ACTIVITY —
One number alone answers this: the count of lines below in which the word "just" is found.
======== SUPPLIED DATA ========
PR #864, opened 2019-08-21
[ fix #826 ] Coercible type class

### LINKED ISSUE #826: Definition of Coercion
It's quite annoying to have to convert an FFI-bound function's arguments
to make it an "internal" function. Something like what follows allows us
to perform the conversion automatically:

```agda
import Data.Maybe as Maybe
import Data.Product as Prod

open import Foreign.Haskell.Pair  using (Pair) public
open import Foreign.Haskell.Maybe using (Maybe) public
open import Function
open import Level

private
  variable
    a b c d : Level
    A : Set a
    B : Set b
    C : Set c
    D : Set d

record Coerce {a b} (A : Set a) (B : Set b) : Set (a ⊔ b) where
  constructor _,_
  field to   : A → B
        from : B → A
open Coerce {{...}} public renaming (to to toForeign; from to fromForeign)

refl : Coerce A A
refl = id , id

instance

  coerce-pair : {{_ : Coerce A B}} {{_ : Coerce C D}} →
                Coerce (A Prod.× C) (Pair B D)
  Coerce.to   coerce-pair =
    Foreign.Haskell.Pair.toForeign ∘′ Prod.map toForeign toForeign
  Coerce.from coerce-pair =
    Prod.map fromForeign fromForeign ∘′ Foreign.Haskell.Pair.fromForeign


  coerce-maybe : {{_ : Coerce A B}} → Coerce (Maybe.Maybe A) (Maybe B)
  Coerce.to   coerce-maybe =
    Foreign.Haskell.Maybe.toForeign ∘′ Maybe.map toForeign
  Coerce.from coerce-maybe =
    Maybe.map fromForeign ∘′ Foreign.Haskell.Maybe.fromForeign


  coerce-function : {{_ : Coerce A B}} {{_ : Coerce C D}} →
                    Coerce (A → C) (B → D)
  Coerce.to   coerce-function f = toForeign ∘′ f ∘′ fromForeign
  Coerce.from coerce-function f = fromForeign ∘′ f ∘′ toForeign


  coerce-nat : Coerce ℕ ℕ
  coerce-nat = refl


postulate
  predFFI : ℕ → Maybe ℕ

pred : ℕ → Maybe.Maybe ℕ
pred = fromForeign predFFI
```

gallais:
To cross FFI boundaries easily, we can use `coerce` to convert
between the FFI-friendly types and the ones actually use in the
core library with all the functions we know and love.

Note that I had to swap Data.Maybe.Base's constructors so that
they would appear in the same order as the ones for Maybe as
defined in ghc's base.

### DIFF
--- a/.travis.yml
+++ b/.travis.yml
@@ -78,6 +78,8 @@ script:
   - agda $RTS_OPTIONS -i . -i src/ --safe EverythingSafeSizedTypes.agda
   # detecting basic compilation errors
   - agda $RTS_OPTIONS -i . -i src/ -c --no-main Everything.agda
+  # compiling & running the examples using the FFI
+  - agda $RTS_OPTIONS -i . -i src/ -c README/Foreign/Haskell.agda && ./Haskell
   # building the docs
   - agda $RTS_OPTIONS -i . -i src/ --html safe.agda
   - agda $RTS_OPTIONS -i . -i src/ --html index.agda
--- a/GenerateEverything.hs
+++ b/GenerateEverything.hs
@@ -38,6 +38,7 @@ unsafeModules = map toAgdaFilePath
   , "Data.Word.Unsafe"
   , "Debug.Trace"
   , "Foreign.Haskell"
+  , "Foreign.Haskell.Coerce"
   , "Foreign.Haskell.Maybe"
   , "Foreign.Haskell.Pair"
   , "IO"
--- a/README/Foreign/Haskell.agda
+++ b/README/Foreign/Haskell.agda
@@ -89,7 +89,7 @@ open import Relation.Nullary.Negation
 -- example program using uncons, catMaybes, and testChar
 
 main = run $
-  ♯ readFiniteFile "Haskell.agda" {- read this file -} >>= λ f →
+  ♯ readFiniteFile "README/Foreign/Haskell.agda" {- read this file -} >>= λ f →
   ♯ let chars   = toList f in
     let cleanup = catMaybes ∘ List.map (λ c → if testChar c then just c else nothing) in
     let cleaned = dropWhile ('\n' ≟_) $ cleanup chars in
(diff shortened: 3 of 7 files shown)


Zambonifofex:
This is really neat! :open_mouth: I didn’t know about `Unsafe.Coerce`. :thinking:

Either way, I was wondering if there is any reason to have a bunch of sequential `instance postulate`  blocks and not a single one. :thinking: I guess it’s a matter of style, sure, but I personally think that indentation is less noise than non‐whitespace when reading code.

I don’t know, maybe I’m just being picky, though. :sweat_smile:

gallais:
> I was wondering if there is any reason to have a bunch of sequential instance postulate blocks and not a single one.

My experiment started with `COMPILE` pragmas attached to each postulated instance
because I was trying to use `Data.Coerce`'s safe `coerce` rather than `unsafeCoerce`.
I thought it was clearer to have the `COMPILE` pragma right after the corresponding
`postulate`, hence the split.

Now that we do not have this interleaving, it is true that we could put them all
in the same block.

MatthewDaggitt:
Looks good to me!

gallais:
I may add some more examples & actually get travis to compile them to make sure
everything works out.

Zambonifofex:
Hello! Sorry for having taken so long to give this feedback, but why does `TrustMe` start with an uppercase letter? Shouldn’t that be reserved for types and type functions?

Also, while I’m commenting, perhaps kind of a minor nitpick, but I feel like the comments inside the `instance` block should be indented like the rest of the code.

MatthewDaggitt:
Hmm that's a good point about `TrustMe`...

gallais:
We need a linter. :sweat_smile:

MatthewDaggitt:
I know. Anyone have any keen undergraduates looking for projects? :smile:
========
======== SUPPLIED DATA ========
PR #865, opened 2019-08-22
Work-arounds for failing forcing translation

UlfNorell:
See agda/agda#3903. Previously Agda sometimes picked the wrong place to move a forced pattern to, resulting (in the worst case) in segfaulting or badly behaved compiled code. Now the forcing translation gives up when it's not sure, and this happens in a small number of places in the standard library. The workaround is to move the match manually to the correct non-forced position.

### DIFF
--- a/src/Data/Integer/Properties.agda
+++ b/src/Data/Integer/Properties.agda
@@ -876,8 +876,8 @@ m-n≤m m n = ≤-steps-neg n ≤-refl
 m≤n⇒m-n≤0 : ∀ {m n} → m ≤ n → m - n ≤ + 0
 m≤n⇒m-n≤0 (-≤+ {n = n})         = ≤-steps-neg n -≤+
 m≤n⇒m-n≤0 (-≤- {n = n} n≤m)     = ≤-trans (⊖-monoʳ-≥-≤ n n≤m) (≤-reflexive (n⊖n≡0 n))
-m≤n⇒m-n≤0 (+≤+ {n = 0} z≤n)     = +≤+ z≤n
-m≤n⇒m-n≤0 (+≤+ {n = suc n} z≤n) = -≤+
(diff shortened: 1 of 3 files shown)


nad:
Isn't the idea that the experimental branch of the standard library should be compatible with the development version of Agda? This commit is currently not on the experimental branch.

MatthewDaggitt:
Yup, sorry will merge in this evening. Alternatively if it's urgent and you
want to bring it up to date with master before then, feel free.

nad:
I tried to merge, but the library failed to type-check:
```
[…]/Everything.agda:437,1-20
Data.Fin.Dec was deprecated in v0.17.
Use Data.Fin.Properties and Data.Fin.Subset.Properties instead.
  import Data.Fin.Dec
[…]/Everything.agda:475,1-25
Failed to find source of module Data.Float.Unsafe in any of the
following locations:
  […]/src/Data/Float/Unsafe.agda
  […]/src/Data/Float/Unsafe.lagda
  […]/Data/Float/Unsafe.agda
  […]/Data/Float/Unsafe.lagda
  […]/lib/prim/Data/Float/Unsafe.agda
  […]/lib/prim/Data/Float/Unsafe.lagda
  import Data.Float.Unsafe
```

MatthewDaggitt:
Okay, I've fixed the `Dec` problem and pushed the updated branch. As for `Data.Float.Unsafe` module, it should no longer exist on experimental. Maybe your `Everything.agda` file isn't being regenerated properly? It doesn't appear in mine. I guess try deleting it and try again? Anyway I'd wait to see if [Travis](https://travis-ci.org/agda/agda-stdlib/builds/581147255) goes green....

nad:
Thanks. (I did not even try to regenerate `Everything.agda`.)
========
REPLY —
2